[Input data Boundary: Start]
PR #20443, opened 2026-07-03
fix(memory): speed up fuzzy TM lookups

nijel:
Use a GiST KNN prefix index for the primary candidate slice and keep a full-source trigram fallback for saturated long strings so suffix-relevant matches are preserved.

Share the fuzzy selection policy between the machinery and API lookup paths.

### DIFF
--- a/weblate/memory/migrations/0006_memory_source_gist_prefix.py
+++ b/weblate/memory/migrations/0006_memory_source_gist_prefix.py
@@ -1,0 +1,29 @@
+# Copyright © Michal Čihař <michal@weblate.org>
+#
+# SPDX-License-Identifier: GPL-3.0-or-later
+
+from __future__ import annotations
+
+from django.contrib.postgres import indexes as postgres_indexes
+from django.contrib.postgres.operations import BtreeGistExtension
+from django.db import migrations, models
+from django.db.models.functions import Left
+
+
+class Migration(migrations.Migration):
+    dependencies = [
+        ("memory", "0005_memory_scopes"),
+    ]
+
+    operations = [
+        BtreeGistExtension(),
+        migrations.AddIndex(
+            model_name="memory",
+            index=postgres_indexes.GistIndex(
+                models.F("source_language"),
+                models.F("target_language"),
+                postgres_indexes.OpClass(Left("source", 2048), name="gist_trgm_ops"),
+                name="memory_source_gist_prefix",
+            ),
+        ),
+    ]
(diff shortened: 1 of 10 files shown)


weblate/memory/models.py
```diff
@@ -328,62 +332,164 @@ def minimum_similarity(self, text: str, threshold: int) -> float:
...
+
+    def get_scored_fuzzy_candidates(
+        self,
+        text: str,
+        scorer: Callable[[Memory], int],
+        *,
+        threshold: int = MACHINERY_DEFAULT_THRESHOLD,
+        limit: int = MEMORY_LOOKUP_LIMIT,
+    ) -> list[tuple[int, Memory]]:
+        candidates: list[Memory] = list(self.get_fuzzy_candidates(text, limit=limit))
```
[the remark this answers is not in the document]
nijel: I think this is an acceptable trade-off for performance.

weblate/trans/forms.py
```diff
@@ -1793,7 +1794,7 @@ class CostEstimateReportsForm(forms.Form):
     tm_threshold = forms.IntegerField(
         label=gettext_lazy("Translation memory threshold"),
         initial=MACHINERY_DEFAULT_THRESHOLD,
-        min_value=1,
+        min_value=MIN_COST_ESTIMATE_TM_THRESHOLD,
```
gersona, line 1797: It might be too edgy, but this could be documented as an incompatibility change to cover cases where a user programmatically posts a request to the `/costs` view with a `tm_threshold` value below 75

weblate/memory/migrations/0006_memory_source_gist_prefix.py
```diff
@@ -0,0 +1,29 @@
...
+
+
+class Migration(migrations.Migration):
+    dependencies = [
+        ("memory", "0005_memory_scopes"),
+    ]
+
+    operations = [
+        BtreeGistExtension(),
+        migrations.AddIndex(
```
gersona, line 20: More of a question than a review: since we now support only PostgreSQL, would this be a good place to use AddIndexConcurrently? We're specifically targeting better performance on large TMs, though I'm not sure whether it would add meaningful value or just extra complexity.

weblate/trans/forms.py
nijel: The lower value really doesn't make much sense, so I thought it's not worth mentioning (and it's not an API in the end).

weblate/memory/migrations/0006_memory_source_gist_prefix.py
nijel: On most deployments (Docker) the database migration is executed before the application runs, so concurrent index creation would only add its overhead (it does two passes on the data). Moreover, `CREATE INDEX CONCURRENTLY` has another possible failure situation of creating an invalid index (but maybe Django's `AddIndexConcurrently` is handling that).

gersona: Oh OK. That makes sense

PR #20499, opened 2026-07-07
test(utils): fail on unexpected error reports

nijel:
Make report_error calls fail under test settings so hidden handled-error paths surface during CI. Keep explicit reporting backend tests opted out.


nijel:
This turned out not to be practical needing to many overrides.

PR #20541, opened 2026-07-08
Updated POT file (xgettext) plugin: option to use keywords exclusively

### LINKED ISSUE #20528: Update POT file (xgettext) plugin: option to use keywords exclusively
### Describe the problem

I work on an old Java project where unfortunately we use some of the xgettext keywords for non translation related string creation. I solve this in my script by adding a "--keyword" without parameter. According to xgettext manual this deletes all default keywords. I add another "--keyword tr" for my translation method(tr). 

### Solution brainstorm

My idea would be e.g. a checkbox to state that only the keywords defined in the additional keyword field  should be used and not the default ones.

_No response_

### Screenshots

_No response_

### Additional context

from xgettext manual:
`--keyword[=keywordspec]´
    Additional keyword to be looked for (**without keywordspec means not to use default keywords**). If keywordspec is a C identifer id, xgettext looks for strings in the first argument of each call to the function or macro id. If keywordspec is of the form `id:argnum´, xgettext looks for strings in the argnumth argument of the call. If keywordspec is of the form `id:argnum1,argnum2´, xgettext looks for strings in the argnum1st argument and in the argnum2nd argument of the call, and treats them as singular/plural variants for a message with plural handling.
[Input data Boundary: End]
Your goal
Every line must be copied exactly as it stands above.

Answer section
PR #20443, opened 2026-07-03
fix(memory): speed up fuzzy TM lookups

nijel:
Use a GiST KNN prefix index for the primary candidate slice and keep a full-source trigram fallback for saturated long strings so suffix-relevant matches are preserved.

Share the fuzzy selection policy between the machinery and API lookup paths.

### DIFF
--- a/weblate/memory/migrations/0006_memory_source_gist_prefix.py
+++ b/weblate/memory/migrations/0006_memory_source_gist_prefix.py
@@ -1,0 +1,29 @@
+# Copyright © Michal Čihař <michal@weblate.org>
+#
+# SPDX-License-Identifier: GPL-3.0-or-later
+
+from __future__ import annotations
+
+from django.contrib.postgres import indexes as postgres_indexes
+from django.contrib.postgres.operations import BtreeGistExtension
+from django.db import migrations, models
+from django.db.models.functions import Left
+
+
+class Migration(migrations.Migration):
+    dependencies = [
+        ("memory", "0005_memory_scopes"),
+    ]
+
+    operations = [
+        BtreeGistExtension(),
+        migrations.AddIndex(
+            model_name="memory",
+            index=postgres_indexes.GistIndex(
+                models.F("source_language"),
+                models.F("target_language"),
+                postgres_indexes.OpClass(Left("source", 2048), name="gist_trgm_ops"),
+                name="memory_source_gist_prefix",
+            ),
+        ),
+    ]
(diff shortened: 1 of 10 files shown)


weblate/memory/models.py
```diff
@@ -328,62 +332,164 @@ def minimum_similarity(self, text: str, threshold: int) -> float:
...
+
+    def get_scored_fuzzy_candidates(
+        self,
+        text: str,
+        scorer: Callable[[Memory], int],
+        *,
+        threshold: int = MACHINERY_DEFAULT_THRESHOLD,
+        limit: int = MEMORY_LOOKUP_LIMIT,
+    ) -> list[tuple[int, Memory]]:
+        candidates: list[Memory] = list(self.get_fuzzy_candidates(text, limit=limit))
```
[the remark this answers is not in the document]
nijel: I think this is an acceptable trade-off for performance.

weblate/trans/forms.py
```diff
@@ -1793,7 +1794,7 @@ class CostEstimateReportsForm(forms.Form):
     tm_threshold = forms.IntegerField(
         label=gettext_lazy("Translation memory threshold"),
         initial=MACHINERY_DEFAULT_THRESHOLD,
-        min_value=1,
+        min_value=MIN_COST_ESTIMATE_TM_THRESHOLD,
```
gersona, line 1797: It might be too edgy, but this could be documented as an incompatibility change to cover cases where a user programmatically posts a request to the `/costs` view with a `tm_threshold` value below 75

weblate/memory/migrations/0006_memory_source_gist_prefix.py
```diff
@@ -0,0 +1,29 @@
...
+
+
+class Migration(migrations.Migration):
+    dependencies = [
+        ("memory", "0005_memory_scopes"),
+    ]
+
+    operations = [
+        BtreeGistExtension(),
+        migrations.AddIndex(
```
gersona, line 20: More of a question than a review: since we now support only PostgreSQL, would this be a good place to use AddIndexConcurrently? We're specifically targeting better performance on large TMs, though I'm not sure whether it would add meaningful value or just extra complexity.

weblate/trans/forms.py
nijel: The lower value really doesn't make much sense, so I thought it's not worth mentioning (and it's not an API in the end).

weblate/memory/migrations/0006_memory_source_gist_prefix.py
nijel: On most deployments (Docker) the database migration is executed before the application runs, so concurrent index creation would only add its overhead (it does two passes on the data). Moreover, `CREATE INDEX CONCURRENTLY` has another possible failure situation of creating an invalid index (but maybe Django's `AddIndexConcurrently` is handling that).

gersona: Oh OK. That makes sense

PR #20499, opened 2026-07-07
test(utils): fail on unexpected error reports

nijel:
Make report_error calls fail under test settings so hidden handled-error paths surface during CI. Keep explicit reporting backend tests opted out.


nijel:
This turned out not to be practical needing to many overrides.

PR #20541, opened 2026-07-08
Updated POT file (xgettext) plugin: option to use keywords exclusively

### LINKED ISSUE #20528: Update POT file (xgettext) plugin: option to use keywords exclusively
### Describe the problem

I work on an old Java project where unfortunately we use some of the xgettext keywords for non translation related string creation. I solve this in my script by adding a "--keyword" without parameter. According to xgettext manual this deletes all default keywords. I add another "--keyword tr" for my translation method(tr). 

### Solution brainstorm

My idea would be e.g. a checkbox to state that only the keywords defined in the additional keyword field  should be used and not the default ones.

_No response_

### Screenshots

_No response_

### Additional context

from xgettext manual:
`--keyword[=keywordspec]´
    Additional keyword to be looked for (**without keywordspec means not to use default keywords**). If keywordspec is a C identifer id, xgettext looks for strings in the first argument of each call to the function or macro id. If keywordspec is of the form `id:argnum´, xgettext looks for strings in the argnumth argument of the call. If keywordspec is of the form `id:argnum1,argnum2´, xgettext looks for strings in the argnum1st argument and in the argnum2nd argument of the call, and treats them as singular/plural variants for a message with plural handling.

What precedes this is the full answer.